其一,那时候无论是食材还是工艺都处于低水平阶段,比如,面粉都是普通面粉,未经过精制,没有现在这样的精粉和中精粉之类,工艺上用的是面头,而不是现在效率高又能均匀分散的发酵粉,更不可能外加膨松剂,利用其受热分解产生气体以解决气体产生量不可控这个关键问题。揉制估计也是手工而非机器,自然是否揉得均匀到位,很难保证,所以,失败的可能性增大,即使水平正常、成功发制出来的馒头也没有现在这样的又白又蓬松,既美观口感又佳;

其二,那时候人员几乎没有流动性,食堂工作人员皆为上海本地人,而南方人肯定不如北方人擅长制作面食,尤其是馒头这样特别考验技术的面食。

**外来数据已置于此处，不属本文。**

PR #3497, opened 2022-01-13
Update ouroboros-network & tracing changes

coot:
Make the following traces on by default:
* TraceConnectionManager
* TraceInboundGovernor
* TracePeerSelection
* TracePeerSelectionActions

All of them are not chatty if network conditions are stable.

* Fix peer selection tracer.
* Add transition tracers 

input-output-hk/ouroboros-network#3571

### DIFF
--- a/cardano-node/src/Cardano/Node/Tracing/Tracers.hs
+++ b/cardano-node/src/Cardano/Node/Tracing/Tracers.hs
@@ -51,7 +51,7 @@ import qualified Ouroboros.Consensus.Node.Tracers as Consensus
 import qualified Ouroboros.Consensus.Storage.ChainDB as ChainDB
 import qualified Ouroboros.Consensus.Storage.LedgerDB.OnDisk as LedgerDB
 
-import qualified Ouroboros.Network.BlockFetch.ClientState as BlockFetch
+import           Network.Mux.Trace (TraceLabelPeer (..))
 import           Ouroboros.Network.ConnectionId (ConnectionId)
 import qualified Ouroboros.Network.Diffusion as Diffusion
 import qualified Ouroboros.Network.Diffusion.NonP2P as NonP2P
@@ -68,7 +68,7 @@ mkDispatchTracers
 
   , LogFormatting (LedgerEvent blk)
   , LogFormatting
-    (BlockFetch.TraceLabelPeer
+    (TraceLabelPeer
       (ConnectionId RemoteAddress) (TraceChainSyncClientEvent blk))
   )
   => NodeKernelData blk
@@ -198,7 +198,7 @@ mkConsensusTracers :: forall blk.
   ( Consensus.RunNode blk
   , LogFormatting (ChainDB.InvalidBlockReason blk)
   , TraceConstraints blk
-  , LogFormatting (BlockFetch.TraceLabelPeer
+  , LogFormatting (TraceLabelPeer
                     (ConnectionId RemoteAddress) (TraceChainSyncClientEvent blk))
   )
   => Trace IO FormattedMessage
--- a/cardano-node/src/Cardano/Node/Tracing/Tracers.hs
+++ b/cardano-node/src/Cardano/Node/Tracing/Tracers.hs
@@ -593,6 +593,13 @@ mkDiffusionTracersExtra trBase trForward mbTrEKG _trDataPoint trConfig EnabledP2
       severityConnectionManager
       allPublic
     configureTracers trConfig docConnectionManager [connectionManagerTr]
+    connectionManagerTransitionsTr  <-  mkCardanoTracer
+      trBase trForward mbTrEKG
+      "ConnectionManagerTransition"
+      (namesForConnectionManagerTransition @RemoteAddress)
+      severityConnectionManagerTransition
+      allPublic
+    configureTracers trConfig docConnectionManagerTransition [connectionManagerTransitionsTr]
     serverTr  <-  mkCardanoTracer
       trBase trForward mbTrEKG
       "Server"
@@ -605,6 +612,13 @@ mkDiffusionTracersExtra trBase trForward mbTrEKG _trDataPoint trConfig EnabledP2
       "InboundGovernor"
       namesForInboundGovernor
       severityInboundGovernor
+      allPublic
+    configureTracers trConfig docInboundGovernorRemote [inboundGovernorTr]
+    inboundGovernorTransitionsTr  <-  mkCardanoTracer
+      trBase trForward mbTrEKG
+      "InboundGovernorTransition"
+      namesForInboundGovernorTransition
+      severityInboundGovernorTransition
       allPublic
     configureTracers trConfig docInboundGovernorRemote [inboundGovernorTr]
     localConnectionManagerTr  <-  mkCardanoTracer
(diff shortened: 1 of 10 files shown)


cardano-node/src/Cardano/Node/Tracing/Tracers/NodeToClient.hs
```diff
@@ -213,6 +222,152 @@ docTChainSync = Documented [
...
+    namesForTTxMonitor''' LTM.MsgHasTx {}         = ["HasTx"]
+    namesForTTxMonitor''' LTM.MsgReplyHasTx {}    = ["ReplyHasTx"]
+    namesForTTxMonitor''' LTM.MsgGetSizes {}      = ["GetSizes"]
+    namesForTTxMonitor''' LTM.MsgReplyGetSizes {} = ["ReplyGetSizes"]
+    namesForTTxMonitor''' LTM.MsgRelease {}       = ["Release"]
+    namesForTTxMonitor''' LTM.MsgDone {}          = ["Done"]
+
+instance LogFormatting (AnyMessageAndAgency (LTM.LocalTxMonitor txid tx slotNo)) where
+  forMachine _dtal (AnyMessageAndAgency stok LTM.MsgAcquire {}) =
+    mkObject [ "kind" .= String "MsgAcuire"
```
newhoggy, line 263: Typo: `MsgAcuire`.

Also below.

cardano-node/src/Cardano/Tracing/OrphanInstances/Network.hs
```diff
@@ -809,6 +837,52 @@ instance (forall result. Show (query result))
              , "agency" .= String (pack $ show stok)
              ]
 
+instance ToObject (AnyMessageAndAgency (LocalTxMonitor txid tx slotno)) where
+  toObject _verb (AnyMessageAndAgency stok LocalTxMonitor.MsgAcquire {}) =
+    mkObject [ "kind" .= String "MsgAcuire"
```
newhoggy, line 842: Typo `MsgAcuire`.

Also below.

karknu (approved):
LGTM.
I'd like a newer ouroboros-network version once https://github.com/input-output-hk/ouroboros-network/pull/3535 is merged.

cardano-node/src/Cardano/Node/Tracing/Tracers.hs
```diff
@@ -363,6 +363,13 @@ mkNodeToClientTracers trBase trForward mbTrEKG _trDataPoint trConfig = do
                 severityTChainSync
                 allPublic
     configureTracers trConfig docTChainSync [chainSyncTr]
+    txMonitorTr  <-  mkCardanoTracer
+                trBase trForward mbTrEKG
```
Jimbo4350, line 367: Can you fix the indent here? It should be two spaces:
```
mkCardanoTracer
 trBase trForward mbTrEKG
 "TxMonitorClient"
  ...
```

cardano-node/src/Cardano/Node/Tracing/Tracers/NodeToClient.hs
```diff
@@ -213,6 +222,152 @@ docTChainSync = Documented [
...
+  where
+    namesForTTxMonitor' (TraceSendMsg msg) = "Send"    : namesForTTxMonitor'' msg
+    namesForTTxMonitor' (TraceRecvMsg msg) = "Receive" : namesForTTxMonitor'' msg
+
+    namesForTTxMonitor'' (AnyMessageAndAgency _agency msg) = namesForTTxMonitor''' msg
+
+    namesForTTxMonitor''' :: Message (LTM.LocalTxMonitor (GenTxId blk) (GenTx blk) SlotNo)
+                                     from to
+                          -> [Text]
+    namesForTTxMonitor''' LTM.MsgAcquire {}       = ["Acquire"]
```
Jimbo4350, line 249: Please don't align code

cardano-node/src/Cardano/Tracing/Config.hs
```diff
@@ -179,7 +179,7 @@ traceConfigParser v ctor =
       chainSyncProtocol :: OnOff TraceChainSyncProtocol
       chainSyncProtocol = OnOff False
       connectionManager :: OnOff TraceConnectionManager
-      connectionManager = OnOff False
+      connectionManager = OnOff True
```
Jimbo4350, line 186: So I think the correct place to add defaults would be in `defaultPartialNodeConfiguration` due to: https://github.com/input-output-hk/cardano-node/blob/e5d32b3558f436d3178296d19b23578524681839/cardano-node/src/Cardano/Node/Run.hs#L115

Because then the user can override the tracers if they want to via the config yaml file.

I don't think you can actually turn off the tracing if you change the values here.

Jimbo4350 (changes requested):
A couple minor formatting changes and 1 question concerning the setting of default tracers. Looks good otherwise :+1:

cardano-node/src/Cardano/Node/Tracing/Tracers.hs
coot: This is consistent with the surrounding.  I'll change it consistently in the code around.

cardano-node/src/Cardano/Node/Tracing/Tracers/NodeToClient.hs
coot: That's done in the whole module it will look inconsistent if we do that.

cardano-node/src/Cardano/Node/Tracing/Tracers.hs
coot: I pushed a commit which fixes it.

cardano-node/src/Cardano/Tracing/Config.hs
coot: oh, there are some other tracers with the same problem, you might want to look into it at some point.

coot: I'd like to leave it out as is; there seems to be work to be done to make it right.  One cannot use `Last` for entire tracing config (`pncTracingConfig :: Last TraceOptions`), since when one is passing config it will almost always overwrite all values.  Instead, `pncTracingConfig` should have type `TraceOptions` and each of its field should be wrapped in `Last`, and a monoid instance for `TraceOptions` should be derived generically.  Doing this is beyond this pr.

cardano-node/src/Cardano/Node/Tracing/Tracers/NodeToClient.hs
Jimbo4350: If we leave the aligned code it will further encourage others to do so. I'm trying to prevent additional alignment of code like this. It's ok if it looks inconsistent as in the future I will have to undo alignment in the library.

cardano-node/src/Cardano/Tracing/Config.hs
Jimbo4350: Yes this is beyond the scope of the PR.

cardano-node/src/Cardano/Node/Tracing/Tracers/NodeToClient.hs
coot: Though is this a problem, usually when submitting a PR which needs to re-align some of the code, one can filter out space only changes.  Most tools allow that, including github UI.  Or maybe, there's something else to it?

Jimbo4350: The problem is future changes to one line of the aligned code can potentially introduce semantically null changes in all of the surrounding code that needs to be re-aligned.

coot: Indeed, one can filter  out space only changes by [ticking a box](https://github.blog/2018-05-01-ignore-white-space-in-code-review/) in github diff tool.  The same in various editors.

coot: but if you still want unaligned code it's up to you

Jimbo4350: I'd like to keep the code formatting in `cardano-node` as consistent as possible and as such we have a  `STYLE.md`: 
> Indentation
    Do not vertically align code. Mainly because the need to change identifiers and re-aligning the other lines causes semantically null changes in the diff.

coot: Fixed

cardano-node/src/Cardano/Tracing/Config.hs
coot: I created an issue for this https://github.com/input-output-hk/cardano-node/issues/3534

newhoggy (approved):

Jimbo4350 (approved):

coot:
bors merge

coot:
bors merge

deepfire (approved):

coot:
bors merge

PR #3498, opened 2022-01-13
cardano-tracer: logging/monitoring service for node

denisshevchenko:
This PR introduces `cardano-tracer`, the last part of the new tracing infrastructure.

Previously, the node handled all the logging by itself. Moreover, it provided monitoring tools as well: two web-servers, for Prometheus and for EKG monitoring page. `cardano-tracer` is a result of _moving_ all the logging/monitoring-related stuff from the node to a separate service. As a result, the node became smaller, faster, and simpler.

### DIFF
--- a/cabal.project
+++ b/cabal.project
@@ -10,6 +10,7 @@ packages:
     cardano-node-chairman
     cardano-submit-api
     cardano-testnet
+    cardano-tracer
     bench/cardano-topology
     bench/locli
     bench/tx-generator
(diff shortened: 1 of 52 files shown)


cabal.project
```diff
@@ -15,6 +15,7 @@ packages:
     trace-dispatcher
     trace-resources
     trace-forward
+    cardano-tracer
```
deepfire, line 18: Sorry for the nitpicking, but I imagine people prefer to keep this list sorted.

deepfire (approved):
Thank you @denisshevchenko

cabal.project
denisshevchenko: Fixed

Jimbo4350 (approved):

我清楚地记得,学校食堂里的厨师在菜肴烹调上的水平其实很高,很专业,毫不夸张地说,那时候在学校食堂吃到的很多特色菜如鱼香肉丝、宫保鸡丁、咕咾肉、麻婆豆腐、扣肉、红烧肉和红烧大排等等,都超过后来馆子里的水平,让我至今还记忆犹新,当然,这其中除了烹调水平也有用料货真量足的缘故。由此看来,当时食堂里的厨师很可能有所偏科,面食的制作水平比较差,尤其不擅长做馒头;

其三,也不能排除态度的问题。以那时候的生活水平和饮食业发达程度论,吃食堂是我们唯一的选择,既不可能有其它渠道事先给自己准备好另外的早餐,也不可能不吃早餐等着课间休息时买到其它的食品来充饥,如果不吃早餐,那么最后一节还没挨到下课你一定已经饿得两眼直冒金星了。所以,即使做出了再差的馒头,食堂也不用担心学生不来用早餐,自然,他们也就没有了改进的动力和压力。

自那以后,我再也没吃过那样的馒头。我想,如果食堂做出当年那样的馒头,自己也不好意思拿出来卖,自然也不可能有人买,一定只能当做“废品”扔掉。随着用料和工艺的不断改进,如今的馒头又白又暄(蓬松),口感极佳,不但不用担心难吃,而且还很有点诱人。